PR #397, opened 2021-05-03
Add Examples section to Readme.md

Boiarshinov:
First of all - thanks you for PaperMod theme!
I built my first static website with your theme and that was a great experience!

About PR:
While I setted up my site with Hugo PaperMod theme I had a lot of problems, because I was a newbie with Hugo.
So I learned a lot not only from wiki pages, but mostly from your example site. 
And I think that it can be helpful to everyone to have more examples of using this theme. 
Thats why I propose to add 'Examples' section to main page of this repository.

### DIFF
--- a/README.md
+++ b/README.md
@@ -42,7 +42,7 @@ The [demo](https://adityatelange.github.io/hugo-PaperMod/) includes a lot of doc
 -   Cover image for each post (with Responsive image support).
 -   Light/Dark theme (automatic theme switch a/c to browser theme and theme-switch button).
 -   SEO Friendly.
--   Muliple Author support.
+-   Multiple Author support.
 -   Search Page with Fuse.js
 -   Other Posts suggestion below a post
 -   BreadCrumb Navigation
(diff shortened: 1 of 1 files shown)


kdkasad:
I don't think adding a list of example sites to the repository is a good idea. It creates a lot of possibilities for rapid changes to add/remove links as people change their sites, which will just get in the way of development. Also, the official example site is associated with this theme, so it's almost guaranteed to be active as long as this theme is maintained.

That being said, I don't think it's a bad idea; I only think it shouldn't go in the repository. Maybe a separate page in the example site with links to other example sites would be better.

dittrichlucas (approved):

adityatelange:
> I don't think adding a list of example sites to the repository is a good idea. It creates a lot of possibilities for rapid changes to add/remove links as people change their sites, which will just get in the way of development. Also, the official example site is associated with this theme, so it's almost guaranteed to be active as long as this theme is maintained.
> 
> That being said, I don't think it's a bad idea; I only think it shouldn't go in the repository. Maybe a separate page in the example site with links to other example sites would be better.

@Boiarshinov I agree with this. Also, it would create an unnecessary sense of advertisement of blogs. 

 Moreover, ExampleSite does have almost complete documentation as well as it can be used as an example.

PR #404, opened 2021-05-08
i18n: complete French translations

DBLouis:


adityatelange (commented):
@DBLouis Thank you for these translations!
Can we also add the remaining strings (`edit_post`) as per the template here https://github.com/adityatelange/hugo-PaperMod/wiki/Translations#want-to-add-your-language-

adityatelange (approved):
Thanks @DBLouis

PR #407, opened 2021-05-09
feat: add slight delay in color mode transitions

sudo-kaizen:
Add slight delay in color mode transitions

[Here is a sample deployed](https://mystifying-euler-c42fa0.netlify.app/)

PR #408, opened 2021-05-09
Add missing semicolons in CSS files

kdkasad:
Many of the CSS files had no semicolon after the last rule in a block, which is proper syntax, but it's annoying when adding more rules. Since omitting the semicolons doesn't really have a benefit, I've decided to add them to ease editing the styles in the future.

(For example, they caused [this problem](https://github.com/adityatelange/hugo-PaperMod/pull/407#discussion_r628949132). Not a big deal, but still annoying and avoidable.)

### DIFF
--- a/assets/css/common/404.css
+++ b/assets/css/common/404.css
@@ -7,5 +7,5 @@
     justify-content: center;
     height: 80%;
     font-size: 160px;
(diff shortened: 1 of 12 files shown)


adityatelange (approved):
:+1:

PR #584, opened 2023-03-29
More accurate distance for projective spaces

sethaxen:
Follow-up to #583 to use the same approach for projective spaces. The approach is the same, but if we need the more accurate approach, we first perturb `p` to get the element of its equivalence class that is in the same patch of the sphere as `q`, i.e. so that `isreal(dot(p, q))` and `dot(p, q) > 0`.

I've checked that the approach works for complex and quaternionic projective spaces and will add tests later.

### DIFF
--- a/src/manifolds/ProjectiveSpace.jl
+++ b/src/manifolds/ProjectiveSpace.jl
@@ -147,7 +147,16 @@ Note that this definition is similar to that of the [`AbstractSphere`](@ref).
 However, the absolute value ensures that all equivalent `p` and `q` have the same pairwise
 distance.
 """
-distance(::AbstractProjectiveSpace, p, q) = acos(min(abs(dot(p, q)), 1))
+function distance(::AbstractProjectiveSpace, p, q)
+    z = dot(p, q)
+    cosθ = abs(z)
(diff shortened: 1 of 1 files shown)


mateuszbaran:
Cool, thanks for continuing this work :slightly_smiling_face: .

Similar conda failures have happened in the past in other PRs, they seem random and generally fix themselves after some time.

kellertuer:
Compared to closing and reopening the PR I usually click on “rerun failed actions” in the Details of the failed action, but sure the result is the same – Let's see whether its back up and working :)

kellertuer:
Sure, we could; I will not have time to do that for the next, mh, maybe 2-3 weeks, but it would be nice to not need conda/python in the tests.

mateuszbaran:
I didn't know PyPlot is deprecated. Anyway, I can take a look tomorrow if something isn't working with PythonPlot.

sethaxen:
I opened a PR #585; seems to be working. PyPlot seems to work; it's just that Conda.jl itself seems to be not wanting to be set up on CI right now. PythonCall.jl is a little more sane.

mateuszbaran (approved):
LGTM :+1:

PR #585, opened 2023-03-30
Using PythonPlot instead of PyPlot in tests

sethaxen:
Plots.jl has deprecated its PyPlot backend in favor of PythonPlot. This PR switches to using PythonPlot in our tests.


mateuszbaran (approved):
Looks good. The coverage decrease is due to failed Codecov upload for the Lie group tests (in such cases I just re-run the relevant Julia 1.8-ubuntu test).

Codecov uploads keep failing relatively often in recent weeks (it feels like roughly 20%-30% of uploads fail for no reason).

Issue #572, opened 2023-02-14
change_representer for Stiefel (Default/Euclidean metric) and Grassmann (or IsometricEmbeddings in general)


kellertuer:
I just noticed that we could provide `change_representer` “for free” on Isometric Embeddings, like Stiefel (with its Default Metric / Euclidean Metric) or Grassmann (same metric, i.e. also isometric embedding), since there the change is the identity.

Currently
```
using Manifolds
M = Grassmann(5,3)
p = rand(M)
X = rand(M; vector_at=p)
change_representer(M, E p, X)
```
errors (when falling back to MetricManifold somewhere).

And I think this could even be defined for the `IsIsometricEmbedding` case as being the identity.

mateuszbaran:
Sure, that makes sense. Defining it based on `IsIsometricEmbedding` seems appropriate.

kellertuer:
Since we have the EmbeddedManifold and the Metric in ManifoldsBase, it might even be worth checking whether it can be done there – since it does not even require a MetricManifold

mateuszbaran:
Yes, sure, I think `change_representer` can be defined in ManifoldsBase.jl.

kellertuer:
We do not have the isometric embedding there, but it should be doable to define that case here, now. Will check.

kellertuer:
This as default is not as easy is I thought since we have to make sure the metric you come from is the one from the embedding. The special case for Stiefel/Grassman can be easily done, though.

kellertuer:
This was resolved in #587

PR #587, opened 2023-04-01
Performance improvements for Stiefel, Grassmann, and generalized variants

sethaxen:
This PR makes a number of performance improvements for `Stiefel`, `Grassmann`, `GeneralizedStiefel`, and `GeneralizedGrassmann`, which do not change functionality. It also implements point `project`ion for `Grassmann`.


kellertuer:
I noticed on master Documenter is failing (its also still using PyPlot) – and since we are at it, besides project also change_representer would be cool (its the identity, since Grassmann inherits the metric from the embedding), since that would allow automatic gradient conversion.

mateuszbaran (approved):
Thanks, this looks fine except for minor issues in the docstring :+1: .

kellertuer:
Sorry to highjack this just a bit, but since we have `project` now, I also did `change_representer` real quick, since that allows for Euclidean gradients to be converted to Riemannian ones (resolves #572).

src/manifolds/Grassmann.jl
```diff
@@ -88,6 +88,32 @@ function allocation_promotion_function(::Grassmann{n,k,ℂ}, f, args::Tuple) whe
...
+@doc raw"""
+    change_representer(M::Grassmann, ::EuclideanMetric, p, X)
+
+Change `X` to the corresponding representer of a cotangent vector at `p`.
+Since the [`Grassmann`](@ref) manifold `M`, is isometrically embedded, this is the identity
+"""
+change_representer(::Grassmann, ::EuclideanMetric, ::Any, ::Any)
+
+function change_representer!(M::Grassmann, Y, ::EuclideanMetric, p, X)
+    copyto!(M, Y, p, X)
```
sethaxen, line 100: I haven't seen this signature of `copyto!` before. Where is it defined?

kellertuer: The first one at https://juliamanifolds.github.io/ManifoldsBase.jl/stable/functions.html#Base.copyto!-Tuple{AbstractManifold,%20Any,%20Any,%20Any} (for vectors).
I just got very used to this, because it also takes care about types and structs; for Grassmann this should still work fine for the `Projector` representation for example.
I started using it when I worked with FixedRank matrices where each point/tangent is stored as 3 arrays and copying a tangent vectors requires the point as well (if I remember correctly).
For manifolds that work on pure arrays this defaults to just `copyto!(Y,X)`.

mateuszbaran: IMO code restricted to a particular manifold should just use the two-arg version of `copyto!` because it's easier for the compiler. These manifold specialisations of `copyto!` are only relevant to certain variants of power manifolds.

sethaxen: I'm fine with this version for now. In the future we could adopt a consistent rule and make sure it is followed throughout the codebase.

kellertuer: Sure it might be a good idea to work a bit on a consistent usage here

PR #589, opened 2023-04-03
Replace PyPlot with PythonPlot

mateuszbaran:
This should fix the recent issues with PyPlot.


kellertuer (approved):
LGTM (± codecov reports not being processed it seems)

mateuszbaran:
Yes, codecov is still failing for no reason. I will merge this and keep re-running tests on master until it works I guess.

PR #592, opened 2023-04-12
Fix defaults on Grassmann

kellertuer:
Main reason – it defaulted to exp/parallel transport, which do not exist in Stiefel representation.


mateuszbaran:
Good idea. Manopt tests are failing because it defines `copy(::NONMUTATINGMANIFOLDS, p) = p` somehow -- it needs to be removed.

kellertuer:
That is also done in the same branch linked above.

PR #593, opened 2023-04-27
Fix check_point for SPD

mateuszbaran:
A small bugfix. `eigvals` returns complex eigenvalues in the provided test case, which are not comparable to 0. This, also, should be faster.

### DIFF
--- a/src/manifolds/SymmetricPositiveDefiniteGeneralizedBuresWasserstein.jl
+++ b/src/manifolds/SymmetricPositiveDefiniteGeneralizedBuresWasserstein.jl
@@ -94,6 +94,8 @@ function exp!(
     m = M.metric.M
     Y = lyapc(p, m, -X) #lyap solves qpM + Mpq - X =0
     q .= p .+ X .+ m * Y * p * Y * m
+    # symmetrizing for better accuracy
+    copyto!(q, (q .+ q') ./ 2)
     return q
 end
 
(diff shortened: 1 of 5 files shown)


kellertuer:
LGTM,
could you also remove those two lines since we are at fixing small things :)

https://github.com/JuliaManifolds/Manifolds.jl/blob/8ccd5d819e72b4d80cb23a55da9d42054370d25f/src/groups/rotation_action.jl#L304-L305

mateuszbaran:
Sure, I will remove them.

kellertuer:
The CI seems to indicate that you probably have to adapt tolerances?

mateuszbaran:
I increased accuracy instead, I hope that's also fine :slightly_smiling_face:

src/manifolds/SymmetricPositiveDefiniteGeneralizedBuresWasserstein.jl
```diff
@@ -94,6 +94,8 @@ function exp!(
     m = M.metric.M
     Y = lyapc(p, m, -X) #lyap solves qpM + Mpq - X =0
     q .= p .+ X .+ m * Y * p * Y * m
+    # symmetrizing for better accuracy
+    copyto!(q, (q .+ q') ./ 2)
```
dkarrasch, line 98: How is this increasing accuracy? How do you know the error in `q` is "symmetric", and reduced by symmetrization? Also, I wonder if this is optimal with respect to memory consumption? Perhaps something like

```julia
temp = m * Y * p * Y * m
temp .= temp .+ p .+ X
copyto!(q, temp)
# or
# copyto!(q, Symmetric(temp))
# or 
# copyto!(q, (temp .+ temp') ./ 2) # which first allocates the result and then copies it to `q`
# or, starting from Julia v1.10
# hermitianpart!(q, temp)
```
?

mateuszbaran: Well, it's more accurate than the previous implementation in the sense that the result is numerically closer to the manifold. I should've made a better comment there.

Maybe taking either the upper or lower part instead of average would be a better idea, I didn't check that. I didn't care much about memory consumption here because previous lines are already quite expensive.

PR #594, opened 2023-04-28
Use GeodesicInterpolationWithinRadius for Circle mean

sethaxen:
- Replace default extrinsic mean with interpolation within radius
- Update docstring
- Increment patch number

### DIFF
--- a/Project.toml
+++ b/Project.toml
@@ -1,7 +1,7 @@
 name = "Manifolds"
 uuid = "1cead3c2-87b3-11e9-0ccd-23c62b72b94e"
 authors = ["Seth Axen <seth.axen@gmail.com>", "Mateusz Baran <mateuszbaran89@gmail.com>", "Ronny Bergmann <manopt@ronnybergmann.net>", "Antoine Levitt <antoine.levitt@gmail.com>"]
-version = "0.8.57"
+version = "0.8.58"
 
 [deps]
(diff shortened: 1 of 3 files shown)


sethaxen:
`mean` doesn't like accepting a vector of numbers and instead wants a vector of vectors (see e.g. https://github.com/JuliaManifolds/Manifolds.jl/actions/runs/4829265624/jobs/8604094066?pr=594#step:5:771). Do we have a standard workaround for this for the `Circle`?

mateuszbaran:
Manopt.jl is currently in the process of adding such workaround: https://github.com/JuliaManifolds/Manopt.jl/pull/236 . Essentially it's wrapping points in one-element vectors. It's not ideal for performance, especially in the case of `mean`, but it's the easiest solution.

kellertuer:
HI @sethaxen – do you still plan to continue this? (No pressure, just trying to keep an eye on what PRs we still have open here)

sethaxen:
As if right now, yes, but it's unclear when I will finish it. I have a private lightweight repo efficiently implementing various intrinsic circular statistics that I will eventually finish, and the plan is to then add that as a dependency here to deliver this functionality.

If the plan changes, I'll post here.

kellertuer:
That sounds great! Looking forward to hearing from that :)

=== What is required ===
Check all the records above and select each line where the string "improvements" is found.

=== Your response ===
Performance improvements for Stiefel, Grassmann, and generalized variants
This PR makes a number of performance improvements for `Stiefel`, `Grassmann`, `GeneralizedStiefel`, and `GeneralizedGrassmann`, which do not change functionality. It also implements point `project`ion for `Grassmann`.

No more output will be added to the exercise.